Content starts

PR #34, opened 2016-07-26
Update global search for experiment level

jbargu:
https://biosistemika.atlassian.net/browse/SCI-33

### DIFF
--- a/app/models/experiment.rb
+++ b/app/models/experiment.rb
@@ -1,5 +1,5 @@
 class Experiment < ActiveRecord::Base
-  include ArchivableModel
+  include ArchivableModel, SearchableModel
 
   belongs_to :project, inverse_of: :experiments
   belongs_to :created_by, foreign_key: :created_by_id, class_name: 'User'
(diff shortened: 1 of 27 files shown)


app/models/experiment.rb
```diff
@@ -23,6 +23,47 @@ class Experiment < ActiveRecord::Base
...
+    if include_archived
+      new_query =
+        Experiment
+          .where(project: project_ids)
+          .where_attributes_like([:name, :description], a_query)
+    else
+      new_query =
+        Experiment
+          .is_archived(false)
+          .where(project: project_ids)
```
Ducz0r: Nice, I didn't know you can write the `.id IN (?)` condition this elegantly!

app/models/my_module_group.rb
```diff
@@ -30,8 +31,8 @@ def self.search(user, include_archived, query = nil, page = 1)
     new_query = MyModuleGroup
       .distinct
       .joins(:experiment)
```
Ducz0r: I don't think this join is needed here any more?

Ducz0r:
I've reviewed the MR, and it looks good (with the exception of 1 remark I made in the comments). Jolly good work! :+1: 
I sense somebody's been busy using Rubocop lately.

app/models/my_module_group.rb
jbargu: Good catch!

jbargu:
Is it that obvious? :grin: 
Nah, I actually haven't set it up yet. The above lines just looked hideous in terminal, so I decided to fix  them along. You could say the above lines got TERMINAL treatment. :sunglasses:

PR #42, opened 2016-08-01
Deleting items for report

ZmagoD:
When step file,table or checklist are deleted then get removed from the report
https://biosistemika.atlassian.net/browse/SCI-247


jbargu:
This appears to be working. Good job! :+1: Merge away!

PR #47, opened 2016-08-03
Update reports with experiment level

jbargu:
https://biosistemika.atlassian.net/browse/SCI-35

Currently still missing:
- printing doesn't include .css for some reason
- sorting experiment after adding doesn't work, but does work at the start
- migration for updating old reports with experiment level


jbargu:
Heh, this hound is barking at the wrong tree!

ZmagoD:
The code work like expected but I don't know why hound is yelling at the schema file :scream_cat: 
Good job :+1:

ZmagoD:
The only thing I see which should be correct is in the sidebar the "Report for project name" label

PR #48, opened 2016-08-04
[WIP] fixes problems with adding new sample type or new sample group [SCI-286]

mlorb:
https://biosistemika.atlassian.net/browse/SCI-286?filter=-1


ZmagoD:
It looks to do what it is supposed to but the problem here is that before that issue occurred we fixed an other issue that we wanted to load the created types/groups asynchronously so the reload option don't fit in here we have to load this notices using ajax call.

PR #49, opened 2016-08-04
fixes keywords overlapping when editing keywords of protocol [SCI-293]

mlorb:
https://biosistemika.atlassian.net/browse/SCI-293?filter=-1


ZmagoD:
Look like it's working but is better to put this css class someware in the app/assets/... /protocols and target the .bootstrap-tagsinput > .label . This will take effect only on the required label and also if the bootstrap-tagsinput library gets update this all the changes you made there will be lost

ZmagoD:
:+1: merge away!

PR #53, opened 2016-08-09
Project archive page, with experiment

jbargu:
https://biosistemika.atlassian.net/browse/SCI-42

When experiment is archived, it should be read-only. User shouldn't be able to access module screen or edit anything experiment related. Samples/reports page stay as they are (they can be editable), since they're bound to team/project respectively.


ZmagoD:
It looks OK :+1:  Merge away

PR #56, opened 2016-08-11
fixes problem with split table when generating pdf report [SCI-302]	

mlorb:
https://biosistemika.atlassian.net/browse/SCI-302?filter=-1


ZmagoD:
Merge away :+1:

PR #58, opened 2016-08-12
Filter search query for special chars [fixes SCI_74]

ZmagoD:
https://biosistemika.atlassian.net/browse/SCI-74


jbargu:
I've tested with some numbers and it looks good. Is there anything special I should do to reproduce it?
If not, merge away! :+1:

PR #61, opened 2016-08-16
fixes dissapearance of sample type/group when editing samlpe or adding new sample [SCI-291]

mlorb:
https://biosistemika.atlassian.net/browse/SCI-291?filter=-1


ZmagoD:
It works like expected :+1: Merge away

PR #62, opened 2016-08-16
Zd sci 318

ZmagoD:
https://biosistemika.atlassian.net/browse/SCI-318

https://biosistemika.atlassian.net/browse/SCI-317


app/assets/javascripts/protocols/import_export/import.js.erb
```diff
@@ -495,6 +514,11 @@ function importProtocolFromFile(
       },
       error: function(ev) {
         resultCallback(ev.responseJSON);
+
+        var path = new RegExp("modules");
```
jbargu: Since it's `erb` file, I guess you could use rails here, but to each its own. :)

jbargu:
Everything works as expected. :+1: :shipit:

PR #1058, opened 2018-03-26
Implement search in file repository cells and improve performance [SCI-2111]

okriuchykhin:
https://biosistemika.atlassian.net/browse/SCI-2111


app/controllers/search_controller.rb
```diff
@@ -86,6 +88,10 @@ def load_vars
 
   protected
 
+  def generate_search_id
+    SecureRandom.urlsafe_base64(32)
```
ZmagoD: you can use SecureRandom.uuid

PR #1069, opened 2018-04-02
Remotipart workaround [SCI-2270]

Zanz2:
Found a hackish fix using jquery, to upload files without using the remotipart gem, this submits the form as ajax, trough jquery, but overrides normal behaviour of my form element. 
The manual ajax call can submit a .js request, while without the gem, the form was submitting a .html request.

**I didnt know if i should leave the removed remotipart gem and jquery library included in this PR or not, because i did not use the gem at all while working, since i was told that it will soon be removed
I also wasnt sure in which file to put my inline .js code, so i left it in the file.
I was thinking of leaving the .js code in assets->javascript->protocols->index.js , but wasnt sure, since it looked like it was made for the .eln importer **

### DIFF
--- a/Gemfile
+++ b/Gemfile
@@ -57,7 +57,7 @@ gem 'roo', '~> 2.7.1' # Spreadsheet parser
 gem 'wicked_pdf', '~> 1.1.0'
 gem 'silencer' # Silence certain Rails logs
 gem 'wkhtmltopdf-heroku'
-gem 'remotipart', '~> 1.2' # Async file uploads
+# gem 'remotipart', '~> 1.2' # Async file uploads
 gem 'faker' # Generate fake data
 gem 'auto_strip_attributes', '~> 2.1' # Removes unnecessary whitespaces from ActiveRecord or ActiveModel attributes
 gem 'deface', '~> 1.0'
--- a/Gemfile
+++ b/Gemfile
@@ -57,7 +57,6 @@ gem 'roo', '~> 2.7.1' # Spreadsheet parser
 gem 'wicked_pdf', '~> 1.1.0'
 gem 'silencer' # Silence certain Rails logs
 gem 'wkhtmltopdf-heroku'
-# gem 'remotipart', '~> 1.2' # Async file uploads
 gem 'faker' # Generate fake data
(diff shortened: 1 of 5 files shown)


Zanz2:
I should add that this has been said to cause issues in Internet explorer versions before 9

app/views/protocols/protocolsio_import_create.js.erb
```diff
@@ -13,21 +13,15 @@ $('#pio_no_file_error_span').addClass('has-error').html('<span class="help-block
...
-      <% end %>
-      $('#modal-import-json-protocol-preview').modal('show');
-      $('.modal').on('hidden.bs.modal', function (e) {
-        if($('.modal').hasClass('in')) {
-          $('body').addClass('modal-open');
-        }
-      });
-
-
+  $('#protocolsio-preview-modal-target').html(
```
ZmagoD: I don't know, this is definitely not OK to have js code in view and handle this in that way. At least you can make an endpoint that will return this modal and then initialize it,...

Zanz2: As far as i was aware this is normal for a js response, i made it this way (in a .js.erb file) because of this post below, that said it was expected behaviour. The view is never shown, it is just a script that executes all the code since they are ajax requests. I can change it, but then i have to know what my format.js request calls.
https://stackoverflow.com/questions/13545148/rails-respond-to-format-js-api?utm_medium=organic&utm_source=google_rich_qa&utm_campaign=google_rich_qa

Gemfile
```diff
@@ -57,7 +57,7 @@ gem 'roo', '~> 2.7.1' # Spreadsheet parser
 gem 'wicked_pdf', '~> 1.1.0'
 gem 'silencer' # Silence certain Rails logs
 gem 'wkhtmltopdf-heroku'
-gem 'remotipart', '~> 1.2' # Async file uploads
+# gem 'remotipart', '~> 1.2' # Async file uploads
```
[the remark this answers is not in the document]
Zanz2: should i also undo the removal of //= require jquery.remotipart in application.js or keep that?

PR #1073, opened 2018-04-04
add ID column to repository [fixes SCI-2206]

ZmagoD:
https://biosistemika.atlassian.net/browse/SCI-2206

run `RepositoryTableState.destroy_all`

### DIFF
--- a/app/models/concerns/searchable_model.rb
+++ b/app/models/concerns/searchable_model.rb
@@ -68,12 +68,13 @@ module SearchableModel
         end
       else
         unless attrs.empty?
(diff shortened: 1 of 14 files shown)


app/models/concerns/searchable_model.rb
```diff
@@ -68,14 +68,25 @@ module SearchableModel
         end
       else
         unless attrs.empty?
+          # quick fix to enable searching by repositoy_row id
```
mlorb: Me no like this fix :banana:

ZmagoD: the whole model is a big :banana: that needs to be refactored and tested someday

Content ends

= Activity =
Work out how many lines in the records include "shortened". Only the number should be given.

= Answer for the task =
3